The sun emits a spectrum of different colors of light and each color has a different wavelength.  A limitation of a silicon solar cell is they cannot convert all colors of light into electricity which is a primary reason for lower efficiency.  Solar cells have a fixed "band gap" value that determines the optimal range of wavelengths or colors the cell will work with.  In the morning and evening the sun passes through different shapes of the atmosphere which acts both as a prism and a lens and changes the color value slightly;  morning and evening tend to 'red-shift" meaning more of the shorter wave (red) colors are available at the surface, while the remainder of the day is "blue shifted" and shorter wavelengths are predominant.  Shorter (blue) color range is favored for solar cell band gap design because this is where most of the daily energy will come from.  This creates two restrictions for silicon solar cells:

1. Cloud and fog tend to absorb shorter wavelengths (blue) more then longer wavelengths (red) dropping the output significantly on cloudy days.
2. With morning and evening sun "red shifted" energy doesn't have a significant benefit by adding a solar tracking system.  In addition since the sunlight is diffused the gains from a solar tracking system rarely offset the cost of adding the system.

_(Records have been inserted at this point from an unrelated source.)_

PR #3230, opened 2022-07-29
[CodeWhisperer] Update %code tracker rangerMarker logic

Will-ShaoHua:
Update acceptedTokens calculation logic. 
Now we use edit distance instead of offset to determine users' modification on CWSPR generated recommendation. With this approach, it can capture more complicated edits/modification done by users.

For example:
- generated recommendation:
```
x, y):
     return x + y
```
- modified recommendation (1):

```
x, y):
"""some comments added by users, we shouldn't count it as one generated by CodeWhisperer"""
    return x + y
```

- modified recommendation (2)
```
xxx, yyy):
    return xxx + yyy
```

-modified recommendation (3)
```
a, b):
    return a + b
```

This PR aims to fix this part.

## Types of changes

## Checklist

## License


jetbrains-core/src/software/aws/toolkits/jetbrains/services/codewhisperer/telemetry/CodeWhispererCodeCoverageTracker.kt
```diff
@@ -106,9 +108,16 @@ abstract class CodeWhispererCodeCoverageTracker(
...
-        rangeMarkers.forEach {
-            if (!it.isValid) return@forEach
-            addAndGetAcceptedTokens(it.endOffset - it.startOffset)
+        rangeMarkers.forEach { rangeMarker ->
+            if (!rangeMarker.isValid) return@forEach
+            // if users add more code upon the recommendation generated from CodeWhisperer, we consider those added part as userToken but not CwsprTokens
+            val originalRecommendationLength = rangeMarker.getUserData(key)
+            originalRecommendationLength?.let {
+                addAndGetAcceptedTokens((rangeMarker.endOffset - rangeMarker.startOffset).coerceAtMost(originalRecommendationLength))
+            } ?: run {
```
andrewyuq, line 117: If user deletes some characters in the recommendation and add new characters back into the recommendations to make it as the same length as original, should we take account of the deletion but not the addition to the recommendation length, but here the logic would still treat it as recommendation staying the same.

Will-ShaoHua: yea make sense, the other workaround I think of right now is to use what `usermodification` is using: Levenshtein edit distance, for example, we have the %modification on the recommendation generated by CWSPR, simply take (1 - %modification) and multiply by the original recomm length, then here we get unmodified accepted recommendation. Does this make sense to you @andrewyuq

Will-ShaoHua: but I am still thinking if we have other approach to do this

Will-ShaoHua: have some thoughts, let me check if it's doable and update here

jetbrains-core/src/software/aws/toolkits/jetbrains/services/codewhisperer/telemetry/CodeWhispererCodeCoverageTracker.kt
```diff
@@ -106,9 +138,21 @@ abstract class CodeWhispererCodeCoverageTracker(
...
+            // if users add more code upon the recommendation generated from CodeWhisperer, we consider those added part as userToken but not CwsprTokens
+            val originalRecommendation = rangeMarker.getUserData(remainingRecommendationKey)
+            val modifiedRecommendation = extractRangeMarkerString(rangeMarker)
+            if (originalRecommendation == null || modifiedRecommendation == null) {
+                LOG.debug {
+                    "failed to get accepted recommendation. " +
+                        "OriginalRecommendation is null: ${originalRecommendation == null}; " +
+                        "ModifiedRecommendation is null: ${modifiedRecommendation == null}"
+                }
+                return
```
andrewyuq, line 152: rangeMarker becomes invalid (all texts are removed in this rangeMaker),modifiedRecommendation will be null here, resulting in an early return. But this is not quite what we want right? If this rangeMarker is invalid, we should continue to other rangeMarkers.

jetbrains-core/src/software/aws/toolkits/jetbrains/services/codewhisperer/telemetry/CodeWhispererCodeCoverageTracker.kt
```diff
@@ -71,6 +83,26 @@ abstract class CodeWhispererCodeCoverageTracker(
...
+            originalRecommendationLength < modifiedRecommendationLength ->
+                (modifiedRecommendationLength - editDistance).coerceAtMost(originalRecommendationLength)
+
+            originalRecommendationLength > modifiedRecommendationLength -> originalRecommendationLength - editDistance
+
+            else -> originalRecommendationLength - editDistance
+        }
+    }
+
+    protected open fun getEditDistance(modifiedString: String, originalString: String): Double = levenshteinChecker.distance(modifiedString, originalString)
```
andrewyuq, line 104: break this into two lines if this line is too long

jetbrains-core/src/software/aws/toolkits/jetbrains/services/codewhisperer/telemetry/CodeWhispererCodeCoverageTracker.kt
```diff
@@ -71,6 +83,26 @@ abstract class CodeWhispererCodeCoverageTracker(
...
+        val editDistance = getEditDistance(modifiedRecommendation, originalRecommendation).toInt()
+        val originalRecommendationLength = originalRecommendation.length
+        val modifiedRecommendationLength = modifiedRecommendation.length
+        return when {
+            originalRecommendationLength < modifiedRecommendationLength ->
+                (modifiedRecommendationLength - editDistance).coerceAtMost(originalRecommendationLength)
+
+            originalRecommendationLength > modifiedRecommendationLength -> originalRecommendationLength - editDistance
+
+            else -> originalRecommendationLength - editDistance
```
andrewyuq, line 100: these two branches can be combined?

jetbrains-core/src/software/aws/toolkits/jetbrains/services/codewhisperer/telemetry/CodeWhispererCodeCoverageTracker.kt
```diff
@@ -71,6 +83,26 @@ abstract class CodeWhispererCodeCoverageTracker(
         addAndGetTotalTokens(event.newLength - event.oldLength)
     }
 
+    internal fun extractRangeMarkerString(rangeMarker: RangeMarker?): String? = runReadAction {
+        rangeMarker?.range?.let { myRange -> rangeMarker.document.getText(myRange) }
+    }
+
+    internal fun getAcceptedTokensDelta(originalRecommendation: String, modifiedRecommendation: String): Int {
+        val editDistance = getEditDistance(modifiedRecommendation, originalRecommendation).toInt()
```
andrewyuq, line 91: can you add a comment here why using editDistance makes the calculation correct? Comments would help the algorithm used here.

jetbrains-core/src/software/aws/toolkits/jetbrains/services/codewhisperer/telemetry/CodeWhispererCodeCoverageTracker.kt
```diff
@@ -71,6 +83,26 @@ abstract class CodeWhispererCodeCoverageTracker(
...
+        val originalRecommendationLength = originalRecommendation.length
+        val modifiedRecommendationLength = modifiedRecommendation.length
```
andrewyuq, line 93: nit: these two variables are not necessary

jetbrains-core/src/software/aws/toolkits/jetbrains/services/codewhisperer/telemetry/CodeWhispererCodeCoverageTracker.kt
```diff
@@ -71,6 +83,26 @@ abstract class CodeWhispererCodeCoverageTracker(
...
+        return when {
+            originalRecommendationLength < modifiedRecommendationLength ->
+                (modifiedRecommendationLength - editDistance).coerceAtMost(originalRecommendationLength)
```
andrewyuq, line 96: This is fine but if everything is done right, you shouldn't need this coerceAtMost(), it should be implictly.

jetbrains-core/src/software/aws/toolkits/jetbrains/services/codewhisperer/telemetry/CodeWhispererCodeCoverageTracker.kt
```diff
@@ -71,6 +83,26 @@ abstract class CodeWhispererCodeCoverageTracker(
...
+
+            originalRecommendationLength > modifiedRecommendationLength -> originalRecommendationLength - editDistance
+
+            else -> originalRecommendationLength - editDistance
+        }
```
andrewyuq, line 101: For the whole logic, if you want: `return max(original, modified) - editDistance`

jetbrains-core/src/software/aws/toolkits/jetbrains/services/codewhisperer/telemetry/CodeWhispererCodeCoverageTracker.kt
Will-ShaoHua: yep, when a rangeMarker is invalid, it will return@forEach, so will continue with other rangeMarker instead of early return

jetbrains-core/src/software/aws/toolkits/jetbrains/services/codewhisperer/telemetry/CodeWhispererCodeCoverageTracker.kt
Will-ShaoHua: yea I will add some comment or example here for demonstration, but the case is it is still not 100% capturing the users' modification as same as UserModification, but it's the best effort I can think of for now and IMO it can capture most of the cases and provide a good approximate on users' modification.

jetbrains-core/src/software/aws/toolkits/jetbrains/services/codewhisperer/telemetry/CodeWhispererCodeCoverageTracker.kt
andrewyuq: so this should be return@forEach instead of return right?

Will-ShaoHua: oh yes, it's my miss, will update

jetbrains-core/src/software/aws/toolkits/jetbrains/services/codewhisperer/telemetry/CodeWhispererCodeCoverageTracker.kt
```diff
@@ -71,6 +83,26 @@ abstract class CodeWhispererCodeCoverageTracker(
         addAndGetTotalTokens(event.newLength - event.oldLength)
     }
 
+    internal fun extractRangeMarkerString(rangeMarker: RangeMarker?): String? = runReadAction {
```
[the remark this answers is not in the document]
Will-ShaoHua: updated

jetbrains-core/src/software/aws/toolkits/jetbrains/services/codewhisperer/telemetry/CodeWhispererCodeCoverageTracker.kt
Will-ShaoHua: yea good point, that's right.

jetbrains-core/tst/software/aws/toolkits/jetbrains/services/codewhisperer/CodeWhispererCodeCoverageTrackerTest.kt
```diff
@@ -318,22 +321,57 @@ class CodeWhispererCodeCoverageTrackerTest {
         verify(batcher, Times(0)).enqueue(any())
     }
 
+    @Test
```
Will-ShaoHua, line 324: @andrewyuq , except the comments I left at the edit distance logic, here are some test cases you can refer to

jetbrains-core/src/software/aws/toolkits/jetbrains/services/codewhisperer/telemetry/CodeWhispererCodeCoverageTracker.kt
```diff
@@ -71,6 +84,23 @@ abstract class CodeWhispererCodeCoverageTracker(
...
+        rangeMarker.range?.let { myRange -> rangeMarker.document.getText(myRange) }
+    }
+
+    // With edit distance, complicate usermodification can be considered as simple edit(add, delete, replace),
+    // and thus the unmodified part of recommendation length can be deducted/approximated
+    internal fun getAcceptedTokensDelta(originalRecommendation: String, modifiedRecommendation: String): Int {
+        val editDistance = getEditDistance(modifiedRecommendation, originalRecommendation).toInt()
+        // ex. (modified > original): originalRecom: foo -> modifiedRecom: fobarbarbaro, distance = 9, delta = 12 - 9 = 3
+        // ex. (modified == original): originalRecom: helloworld -> modifiedRecom: HelloWorld, distance = 2, delta = 10 - 2 = 8
+        // ex. (modified < original): originalRecom: CodeWhisperer -> modifiedRecom: CODE, distance = 12, delta = 13 - 12 = 1
```
andrewyuq, line 97: This comment can be placed above the fuction header

jetbrains-core/src/software/aws/toolkits/jetbrains/services/codewhisperer/telemetry/CodeWhispererCodeCoverageTracker.kt
```diff
@@ -137,6 +179,10 @@ abstract class CodeWhispererCodeCoverageTracker(
     }
 
     companion object {
+        @JvmStatic
+        protected val levenshteinChecker = Levenshtein()
+        private const val REMAINING_RECOMMENDATION = "remainingRecommendation"
+        private val remainingRecommendationKey = Key<String>(REMAINING_RECOMMENDATION)
```
andrewyuq, line 185: rename this as KEY_REMAINING_RECOMMENDATION may be better IMO

andrewyuq (approved):

jetbrains-core/src/software/aws/toolkits/jetbrains/services/codewhisperer/editor/CodeWhispererEditorListener.kt
```diff
@@ -26,7 +27,10 @@ class CodeWhispererEditorListener : EditorFactoryListener {
                     editor.project?.let { project ->
                         PsiDocumentManager.getInstance(project).getPsiFile(editor.document)?.toProgrammingLanguage() ?. let { languageName ->
                             val language = ProgrammingLanguage(languageName).toCodeWhispererLanguage()
-                            CodeWhispererCodeCoverageTracker.getInstance(language).documentChanged(event)
+                            CodeWhispererCodeCoverageTracker.getInstance(language).apply {
+                                if (!isActive && isTelemetryEnabled()) activateTracker()
```
rli, line 31: would prefer this to be called `activateTrackerIfNotActive`

and move this logic there

jetbrains-core/src/software/aws/toolkits/jetbrains/services/codewhisperer/telemetry/CodeWhispererCodeCoverageTracker.kt
```diff
@@ -32,6 +37,8 @@ abstract class CodeWhispererCodeCoverageTracker(
     private val totalTokens: AtomicInteger,
     private val rangeMarkers: MutableList<RangeMarker>
 ) : Disposable {
+    var isActive: Boolean = false
```
rli, line 40: atomic?

jetbrains-core/src/software/aws/toolkits/jetbrains/services/codewhisperer/editor/CodeWhispererEditorListener.kt
Will-ShaoHua: updated!

jetbrains-core/src/software/aws/toolkits/jetbrains/services/codewhisperer/telemetry/CodeWhispererCodeCoverageTracker.kt
Will-ShaoHua: updated!

jetbrains-core/src/software/aws/toolkits/jetbrains/services/codewhisperer/telemetry/CodeWhispererCodeCoverageTracker.kt
```diff
@@ -19,6 +23,7 @@ import software.aws.toolkits.jetbrains.services.codewhisperer.popup.CodeWhispere
 import software.aws.toolkits.jetbrains.services.codewhisperer.util.CodeWhispererConstants.TOTAL_SECONDS_IN_MINUTE
 import software.aws.toolkits.telemetry.CodewhispererLanguage
 import software.aws.toolkits.telemetry.CodewhispererTelemetry
+import java.lang.Integer.max
```
rli, line 26: nit: use maxOf from kotlin stdlib

jetbrains-core/src/software/aws/toolkits/jetbrains/services/codewhisperer/telemetry/CodeWhispererCodeCoverageTracker.kt
```diff
@@ -40,33 +45,59 @@ abstract class CodeWhispererCodeCoverageTracker(
...
                     rangeMarkers.add(rangeMarker)
+                    val originalRecommendation = extractRangeMarkerString(rangeMarker)
+                    originalRecommendation?.let {
+                        rangeMarker.putUserData(KEY_REMAINING_RECOMMENDATION, it)
+                    }
                 }
             }
         )
+        startTime = Instant.now()
+        isActive.set(true)
```
rli, line 70: should be set before listener is subscribed

or just mark the entire method as synchronized so you don’t have to worry about any of that

Will-ShaoHua: hi @rli, just for my own education, could you explain a bit more what's the concern here if we set `isActive = true` after subscription of listener? thanks!

abhikuhikar (approved):

rli (approved):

In selecting a solar panel look over the manufacturers specifications; most are downloadable from and wholesale solar panel websites.  Specifications will include:

• Size
• Weight
• Voltage
• Current
• Peak Watts
• Photon Energy Spectrum Charts
• Mounting provisions
• Warranty
• Expected Operating Life

Most Solar Panels have a life of between 20-30 years.  After about 15-18 years they begin to slowly degrade with reduced output that reaches about 75% after 25 years.